I have heard of workers' missions, railway missions, navvies' missions, and missions to poor heathens, but I have never yet heard of missions for the uplifting of M.P.'s, or for the betterment of stock exchange gamblers; and these people need saving grace a great deal more than the poor untutored working men. But it is in the nature of things that piety should preach to poverty on its shortcomings, and forget that even wealth may have sins of its own. Clergymen dine nowadays with the gamblers who rob the working classes; Christ used the lash on the gamblers in the Temple.

I heard no more of Norah Ryan. I longed to see her, and spent hours wandering through the streets, hoping that I would meet her once again. The old passion had come back to me; the atmosphere of the town rekindled my desire, and, being a lonely man, in the midst of many men and women, my heart was filled with a great longing for my sweetheart. But the weary months went by and still there was no sign of Norah.

When writing home I made enquiries about her, but my people said that she had entirely disappeared; no Glenmornan man had seen Norah Ryan for many years.

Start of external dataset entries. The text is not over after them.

PR #61, opened 2022-04-19
Hotfix: Text input ref issue

scandycuz:
Fixes an error in the console due to the text input ref

### Also

- Minor updates

### DIFF
--- a/src/elements/DropdownSelect.tsx
+++ b/src/elements/DropdownSelect.tsx
@@ -1,4 +1,4 @@
-import { FunctionComponent, KeyboardEvent, MouseEvent } from "react";
+import { FunctionComponent, KeyboardEvent } from "react";
 import { useAutocomplete } from "@mui/base/AutocompleteUnstyled";
 import ArrowDropDownIcon from "@mui/icons-material/ArrowDropDown";
 import styled from "styled-components";
--- a/src/elements/DropdownSelect.tsx
+++ b/src/elements/DropdownSelect.tsx
@@ -1,4 +1,4 @@
-import { FunctionComponent, KeyboardEvent } from "react";
+import { FunctionComponent, KeyboardEvent, MouseEvent } from "react";
 import { useAutocomplete } from "@mui/base/AutocompleteUnstyled";
 import ArrowDropDownIcon from "@mui/icons-material/ArrowDropDown";
 import styled from "styled-components";
@@ -11,9 +11,8 @@ export interface SelectProps {
   readonly label: string;
   readonly name: string;
   readonly noResultsText?: string;
-  options: { id: number; name: string; value: string }[];
+  readonly options: { id: number; name: string; value: string }[];
   readonly placeholder?: string;
-  readonly required?: boolean;
 }
 
 const StyledDropdownSelectContainer = styled.div`
@@ -61,7 +60,6 @@ const DropdownSelect: FunctionComponent<SelectProps> = ({
   noResultsText = "Nothing found",
   options,
   placeholder,
-  required,
 }) => {
   const {
     getInputProps,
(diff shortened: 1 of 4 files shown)


src/elements/DropdownSelect.tsx
```diff
@@ -75,23 +73,41 @@ const DropdownSelect: FunctionComponent<SelectProps> = ({
...
   const hasResults = groupedOptions.length > 0;
   const showNoResults = !hasResults && popupOpen;
 
-  // This prevents a form submission when input text does not match any options
+  const { onMouseDown, ...inputProps } = getInputProps();
+
+  /**
+   * This prevents a form submission when input
+   * text does not match any options.
+   */
```
scandycuz, line 87: I think using JSDOC comments to describe functions can look a bit nicer

src/elements/DropdownSelect.tsx
```diff
@@ -102,11 +118,11 @@ const DropdownSelect: FunctionComponent<SelectProps> = ({
               } }
             />
           }
+          onMouseDown={ handleMouseDown }
           errorMessage={ errorMessage }
           label={ label }
           name={ name }
           placeholder={ placeholder }
-          required={ required }
```
scandycuz, line 109: We're using our own validations, so I don't think we need this

src/elements/DropdownSelect.tsx
```diff
@@ -75,23 +73,41 @@ const DropdownSelect: FunctionComponent<SelectProps> = ({
...
+   */
   const preventFormSubmit = (event: KeyboardEvent): void => {
     if (event.key === "Enter" && inputValue !== value?.name)
       event.preventDefault();
   };
 
+  /**
+   * Disables autocomplete click handler if input is disabled.
+   */
+  const handleMouseDown = (event: MouseEvent<HTMLInputElement>) => {
```
escobarjonatan, line 96: I think that fixing the ref issue would solve this problem, so this might not be needed. I tested it on my end with a native input and it marked it as disabled, that's why i didn't add logic for the disabled state

src/elements/TextInput.tsx
```diff
@@ -2,25 +2,32 @@ import {
...
+  readonly startAdornment?: JSX.Element;
+  readonly endAdornment?: JSX.Element;
 }
 
 const StyledRootElement = styled.div`
   display: flex;
   justify-content: space-between;
   align-items: center;
   flex-grow: 1;
+  padding: ${theme.inputField.padding};
```
escobarjonatan, line 27: I noticed that this var is set to `9px 13px` which is what figma has, but it doesn't go well with the 4px grid system and in the long run it will throw things off by a pixel or 2. I was going to suggest we change that value to `8px 12px`. What do you think?

escobarjonatan: Also, do we want to tie the styles of the root element to the `theme.inputField.padding`? 
I see we are adding padding in the root and in the input, we should only be adding it to one right? 
I might be missing something here though 🤔

scandycuz: For the pixels, I was just going by the dimensions in the Figma mock-up, but we could change it.

For the padding, unfortunately, the start and end adornments look incorrect if we only add padding to the input, since the padding needs to be outside of them. I'm realizing that I need to do the same thing for the left padding though, so tha the "start" adornment will show up correctly.

escobarjonatan: Let's check with design and understand where they were going with this. I dont think this is something that needs to be fixed with this PR, but worth a discussion.

src/elements/DropdownSelect.tsx
scandycuz: Good call, it looks like the MUI `useInput` wasn't respecting the disabled prop.

escobarjonatan (approved):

My mother warned me to keep out of Norah's company if ever I met her, for Norah was a bad woman. My mother was a Glenmornan woman, and the Glenmornan women have no fellow-feeling for those who sin.

Manual labour was now becoming irksome to me, and eight shillings a week to myself at the end of six days' heavy labour was poor consolation for the danger and worry of the long hours of toil. I did not care for money, but I was afraid of meeting with an accident, when I might get maimed and not killed. It would be an awful thing if a man like me got deprived of the use of an arm or leg, and an accident might happen to me any day. In the end I made up my mind that if I was to meet with an accident I would take my own life, and henceforth I looked at the future with stoical calm.

I have said before that I am very strong. There was no man on the railway line who could equal me at lifting rails or loading ballast waggons. I had great ambitions to become a wrestler and go on the stage. No workman on the permanent way could rival me in a test of strength. Wrestling appealed to me, and I threw the stoutest of my opponents in less than three minutes. I started to train seriously, bought books on physical improvement, and spent twelve shillings and sixpence on a pair of dumb-bells. During meal hours I persuaded my mates to wrestle with me. Wet weather or dry, it did not matter! We went at it shoulder and elbows in the muddy fields and alongside the railway track. We threw one another across point-rods and signal bars until we bled and sweated at our work. I usually took on two men at a time and never got beaten. For whole long months I was a complete mass of bruises, my skin was torn from my arms, my clothes were dragged to ribbons, and my bones ached so much that I could hardly sleep at night owing to the pain. I attended contests in the music-halls, eager to learn tips from the professionals who had acquired fame in the sporting world.

The shunter of our ballast train was a heavy-shouldered man, and he had a bad temper and an unhappy knack of lifting his fists to those who were afraid of him. He was a strong rung of a man, and he boasted about the number of fights in which he had taken part. He was also a lusty liar and an irrepressible swearer. Nearly everyone in the job was afraid of him, and to the tune of a wonderful vocabulary of unprintable words he bullied all Martin Rudor's men into abject submission. But that was an easy task. He felt certain that every man on the permanent way feared him, and maybe that was why he called me an Irish cur one evening. We were shovelling ashes from the ballast waggons on one line into the four-foot way of the other, and the shunter stood on the foot-board of the break-van two truck lengths away from me. I threw my shovel down, stepped across the waggons, and taking hold of the fellow by the neck and waist I pulled him over the rim of the vehicle and threw him headlong down the railway slope. I broke his coupling pole over my knee, and threw the pieces at his head. The breaking of the coupling pole impressed the man very much. Few can break one over their knees. When the shunter came to the top of the slope again, he was glad to apologise to me, and thus save himself further abuse.

That evening, when coming in from my work, I saw a printed announcement stating that a well-known Japanese wrestler was offering ten pounds to any man whom he could not overcome in less than five minutes in a ju-jitsu contest. He was appearing in a hall on the south side of the city, and he was well-known as an exponent of the athletic art.

I went to the hall that evening, hoping to earn the ten pounds. The shunter was four stone heavier than I was, yet I overcame him easily, and the victory caused me to place great reliance on myself.

I took a threepenny seat in the gallery, and waited breathless for the coming of the wrestler. Several artists appeared, were applauded or hissed, then went off the stage, but I took very little heed of their performances. All my thoughts were centred on the pose which I would assume when rising to accept the challenge.